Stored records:
◆ ◆ ◆ ◆ ◆ ◆ ◆

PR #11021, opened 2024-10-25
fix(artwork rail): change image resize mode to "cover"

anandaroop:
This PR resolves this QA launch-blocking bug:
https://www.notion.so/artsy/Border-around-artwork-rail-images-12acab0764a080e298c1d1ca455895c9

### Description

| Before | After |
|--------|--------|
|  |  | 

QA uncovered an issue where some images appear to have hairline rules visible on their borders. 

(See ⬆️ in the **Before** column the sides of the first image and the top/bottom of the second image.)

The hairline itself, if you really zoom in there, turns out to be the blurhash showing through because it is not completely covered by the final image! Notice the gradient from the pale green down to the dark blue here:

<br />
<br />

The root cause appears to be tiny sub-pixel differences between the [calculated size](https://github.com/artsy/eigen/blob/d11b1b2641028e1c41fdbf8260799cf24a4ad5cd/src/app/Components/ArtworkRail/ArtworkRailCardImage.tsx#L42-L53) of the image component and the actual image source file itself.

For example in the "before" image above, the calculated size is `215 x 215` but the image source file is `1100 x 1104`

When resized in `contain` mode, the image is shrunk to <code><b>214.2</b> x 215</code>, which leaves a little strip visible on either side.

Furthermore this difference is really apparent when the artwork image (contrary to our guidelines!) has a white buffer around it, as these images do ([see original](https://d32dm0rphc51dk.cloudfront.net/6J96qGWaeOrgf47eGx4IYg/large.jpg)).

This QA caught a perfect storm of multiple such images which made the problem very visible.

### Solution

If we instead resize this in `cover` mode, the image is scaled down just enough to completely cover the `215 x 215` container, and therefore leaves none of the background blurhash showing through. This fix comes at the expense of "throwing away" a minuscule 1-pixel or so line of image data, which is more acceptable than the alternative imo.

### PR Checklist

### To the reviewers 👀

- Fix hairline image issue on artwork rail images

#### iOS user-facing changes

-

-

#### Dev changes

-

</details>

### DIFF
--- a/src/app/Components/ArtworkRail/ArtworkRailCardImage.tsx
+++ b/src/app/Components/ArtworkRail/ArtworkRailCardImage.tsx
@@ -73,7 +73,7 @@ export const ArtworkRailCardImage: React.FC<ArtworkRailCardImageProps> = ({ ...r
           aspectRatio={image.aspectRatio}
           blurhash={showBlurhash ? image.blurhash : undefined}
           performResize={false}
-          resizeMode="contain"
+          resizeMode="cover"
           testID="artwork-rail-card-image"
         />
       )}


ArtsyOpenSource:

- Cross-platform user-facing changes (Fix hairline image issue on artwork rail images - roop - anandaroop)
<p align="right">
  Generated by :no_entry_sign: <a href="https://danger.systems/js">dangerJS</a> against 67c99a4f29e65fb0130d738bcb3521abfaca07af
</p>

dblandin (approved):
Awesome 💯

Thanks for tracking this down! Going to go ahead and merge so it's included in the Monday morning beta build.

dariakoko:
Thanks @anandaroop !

◆ ◆ ◆ ◆ ◆ ◆ ◆

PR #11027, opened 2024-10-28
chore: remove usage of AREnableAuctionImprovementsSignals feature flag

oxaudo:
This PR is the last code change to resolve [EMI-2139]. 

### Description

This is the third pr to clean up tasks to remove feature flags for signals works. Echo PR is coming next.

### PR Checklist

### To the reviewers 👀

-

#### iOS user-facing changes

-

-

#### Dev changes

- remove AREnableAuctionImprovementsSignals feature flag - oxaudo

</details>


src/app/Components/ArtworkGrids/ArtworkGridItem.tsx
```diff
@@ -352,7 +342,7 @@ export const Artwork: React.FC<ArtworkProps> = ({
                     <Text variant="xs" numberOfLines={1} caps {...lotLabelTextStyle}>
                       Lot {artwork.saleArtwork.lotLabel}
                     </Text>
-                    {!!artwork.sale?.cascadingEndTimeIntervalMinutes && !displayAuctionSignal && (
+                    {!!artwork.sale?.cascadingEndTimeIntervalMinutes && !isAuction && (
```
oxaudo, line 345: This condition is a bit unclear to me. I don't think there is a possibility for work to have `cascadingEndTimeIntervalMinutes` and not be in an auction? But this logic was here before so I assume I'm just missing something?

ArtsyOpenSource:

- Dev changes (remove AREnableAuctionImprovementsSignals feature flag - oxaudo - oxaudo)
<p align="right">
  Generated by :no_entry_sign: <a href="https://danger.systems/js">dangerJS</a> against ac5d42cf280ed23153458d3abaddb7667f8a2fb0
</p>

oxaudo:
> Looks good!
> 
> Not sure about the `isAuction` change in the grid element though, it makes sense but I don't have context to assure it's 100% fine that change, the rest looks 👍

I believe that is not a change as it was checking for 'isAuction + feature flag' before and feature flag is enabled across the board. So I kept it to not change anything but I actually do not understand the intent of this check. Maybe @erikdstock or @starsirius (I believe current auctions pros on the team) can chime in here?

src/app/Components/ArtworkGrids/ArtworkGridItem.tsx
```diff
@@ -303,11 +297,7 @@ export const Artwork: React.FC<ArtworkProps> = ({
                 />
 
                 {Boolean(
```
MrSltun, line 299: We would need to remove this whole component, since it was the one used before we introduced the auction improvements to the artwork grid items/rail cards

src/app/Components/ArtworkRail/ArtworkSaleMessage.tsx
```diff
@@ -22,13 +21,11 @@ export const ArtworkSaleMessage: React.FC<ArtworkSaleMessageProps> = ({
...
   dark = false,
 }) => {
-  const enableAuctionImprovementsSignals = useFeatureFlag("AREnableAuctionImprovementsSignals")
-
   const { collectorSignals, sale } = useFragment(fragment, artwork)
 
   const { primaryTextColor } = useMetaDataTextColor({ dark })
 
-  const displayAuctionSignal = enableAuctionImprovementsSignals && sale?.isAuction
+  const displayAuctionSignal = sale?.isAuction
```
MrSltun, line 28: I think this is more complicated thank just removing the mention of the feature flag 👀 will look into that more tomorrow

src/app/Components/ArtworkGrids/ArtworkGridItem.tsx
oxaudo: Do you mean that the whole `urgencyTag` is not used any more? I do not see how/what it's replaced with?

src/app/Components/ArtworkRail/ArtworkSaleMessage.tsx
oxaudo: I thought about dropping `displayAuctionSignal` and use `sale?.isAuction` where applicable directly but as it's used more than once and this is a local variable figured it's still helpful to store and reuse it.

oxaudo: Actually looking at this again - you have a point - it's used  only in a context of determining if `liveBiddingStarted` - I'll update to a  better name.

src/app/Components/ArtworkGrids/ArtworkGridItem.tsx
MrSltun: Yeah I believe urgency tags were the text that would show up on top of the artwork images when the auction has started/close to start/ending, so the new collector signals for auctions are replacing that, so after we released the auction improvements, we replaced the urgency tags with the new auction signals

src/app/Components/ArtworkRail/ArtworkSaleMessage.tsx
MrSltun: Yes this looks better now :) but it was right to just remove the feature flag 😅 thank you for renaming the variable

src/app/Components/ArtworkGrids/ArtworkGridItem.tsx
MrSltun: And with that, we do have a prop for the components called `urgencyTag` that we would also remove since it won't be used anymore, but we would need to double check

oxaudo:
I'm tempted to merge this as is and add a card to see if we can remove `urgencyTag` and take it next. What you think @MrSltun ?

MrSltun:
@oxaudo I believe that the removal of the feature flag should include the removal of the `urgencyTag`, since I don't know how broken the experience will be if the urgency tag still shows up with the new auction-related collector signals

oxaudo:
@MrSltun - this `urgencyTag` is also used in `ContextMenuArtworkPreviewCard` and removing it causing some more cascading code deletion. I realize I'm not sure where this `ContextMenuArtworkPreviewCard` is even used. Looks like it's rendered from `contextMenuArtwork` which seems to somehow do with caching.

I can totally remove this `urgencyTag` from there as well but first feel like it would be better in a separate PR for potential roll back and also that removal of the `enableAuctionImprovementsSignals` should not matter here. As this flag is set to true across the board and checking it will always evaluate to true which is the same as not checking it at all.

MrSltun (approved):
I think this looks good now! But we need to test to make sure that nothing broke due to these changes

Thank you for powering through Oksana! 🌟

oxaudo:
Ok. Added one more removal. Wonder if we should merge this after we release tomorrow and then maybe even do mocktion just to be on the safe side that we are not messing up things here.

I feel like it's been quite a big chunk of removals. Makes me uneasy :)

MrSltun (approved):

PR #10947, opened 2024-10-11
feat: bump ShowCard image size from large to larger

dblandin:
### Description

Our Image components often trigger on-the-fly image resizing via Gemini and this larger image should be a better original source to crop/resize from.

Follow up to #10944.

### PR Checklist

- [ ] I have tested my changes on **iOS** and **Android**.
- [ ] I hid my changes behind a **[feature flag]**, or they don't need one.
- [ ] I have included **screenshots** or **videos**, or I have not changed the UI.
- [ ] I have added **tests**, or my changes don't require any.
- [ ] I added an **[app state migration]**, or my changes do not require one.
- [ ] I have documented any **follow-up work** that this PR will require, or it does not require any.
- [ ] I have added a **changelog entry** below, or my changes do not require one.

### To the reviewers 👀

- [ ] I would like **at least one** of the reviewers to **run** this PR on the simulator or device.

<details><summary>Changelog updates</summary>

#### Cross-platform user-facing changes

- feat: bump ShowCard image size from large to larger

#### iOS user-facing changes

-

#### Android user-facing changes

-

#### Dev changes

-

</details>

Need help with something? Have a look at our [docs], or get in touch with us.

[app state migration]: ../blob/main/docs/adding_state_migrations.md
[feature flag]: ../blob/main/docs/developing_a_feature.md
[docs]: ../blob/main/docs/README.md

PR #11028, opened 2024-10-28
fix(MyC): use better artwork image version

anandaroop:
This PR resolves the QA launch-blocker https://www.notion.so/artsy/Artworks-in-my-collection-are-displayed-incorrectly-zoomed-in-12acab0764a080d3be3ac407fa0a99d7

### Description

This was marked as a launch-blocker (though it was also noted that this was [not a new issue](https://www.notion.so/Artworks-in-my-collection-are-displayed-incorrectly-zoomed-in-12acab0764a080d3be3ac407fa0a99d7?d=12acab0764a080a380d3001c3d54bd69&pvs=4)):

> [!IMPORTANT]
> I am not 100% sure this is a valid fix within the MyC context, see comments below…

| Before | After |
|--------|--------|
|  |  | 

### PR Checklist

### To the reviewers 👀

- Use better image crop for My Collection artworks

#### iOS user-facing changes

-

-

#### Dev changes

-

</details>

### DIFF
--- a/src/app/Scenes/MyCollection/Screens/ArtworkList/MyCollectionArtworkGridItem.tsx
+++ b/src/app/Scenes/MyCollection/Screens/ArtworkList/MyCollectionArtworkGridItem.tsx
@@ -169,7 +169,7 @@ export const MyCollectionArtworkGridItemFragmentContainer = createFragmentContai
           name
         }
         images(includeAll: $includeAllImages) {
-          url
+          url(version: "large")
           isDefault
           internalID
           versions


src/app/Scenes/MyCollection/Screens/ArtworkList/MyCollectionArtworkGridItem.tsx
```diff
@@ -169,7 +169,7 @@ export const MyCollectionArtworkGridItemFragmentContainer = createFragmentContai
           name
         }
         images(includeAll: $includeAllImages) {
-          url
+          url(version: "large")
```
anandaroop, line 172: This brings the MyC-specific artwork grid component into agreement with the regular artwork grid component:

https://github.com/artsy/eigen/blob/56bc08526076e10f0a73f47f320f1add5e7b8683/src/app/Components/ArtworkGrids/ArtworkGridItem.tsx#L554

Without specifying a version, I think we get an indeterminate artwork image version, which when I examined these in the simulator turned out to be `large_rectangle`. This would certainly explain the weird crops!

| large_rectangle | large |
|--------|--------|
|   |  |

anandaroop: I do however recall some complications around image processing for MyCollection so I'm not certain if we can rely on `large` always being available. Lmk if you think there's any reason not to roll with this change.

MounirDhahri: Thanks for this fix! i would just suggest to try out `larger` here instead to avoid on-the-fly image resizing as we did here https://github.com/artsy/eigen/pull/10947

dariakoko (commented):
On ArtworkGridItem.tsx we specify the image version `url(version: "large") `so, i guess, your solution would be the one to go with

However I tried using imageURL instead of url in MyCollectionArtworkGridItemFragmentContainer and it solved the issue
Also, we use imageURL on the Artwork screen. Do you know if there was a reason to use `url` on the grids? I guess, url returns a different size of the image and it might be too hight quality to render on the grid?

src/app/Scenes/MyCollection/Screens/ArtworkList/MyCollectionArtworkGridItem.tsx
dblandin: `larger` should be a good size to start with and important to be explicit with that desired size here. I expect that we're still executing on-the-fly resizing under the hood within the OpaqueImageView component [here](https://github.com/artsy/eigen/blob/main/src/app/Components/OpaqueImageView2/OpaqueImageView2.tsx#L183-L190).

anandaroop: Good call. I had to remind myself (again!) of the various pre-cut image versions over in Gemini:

◆ ◆ ◆ ◆ ◆ ◆ ◆

• **What to do**
Copy word for word the stretch of entries above from the line that has "PR #11021, opened 2024-10-25" through the line that has "(See ⬆️ in the", both ends included, and nothing outside it.

• **Expected output**
PR #11021, opened 2024-10-25
fix(artwork rail): change image resize mode to "cover"

anandaroop:
This PR resolves this QA launch-blocking bug:
https://www.notion.so/artsy/Border-around-artwork-rail-images-12acab0764a080e298c1d1ca455895c9

### Description

| Before | After |
|--------|--------|
|  |  | 

QA uncovered an issue where some images appear to have hairline rules visible on their borders. 

(See ⬆️ in the **Before** column the sides of the first image and the top/bottom of the second image.)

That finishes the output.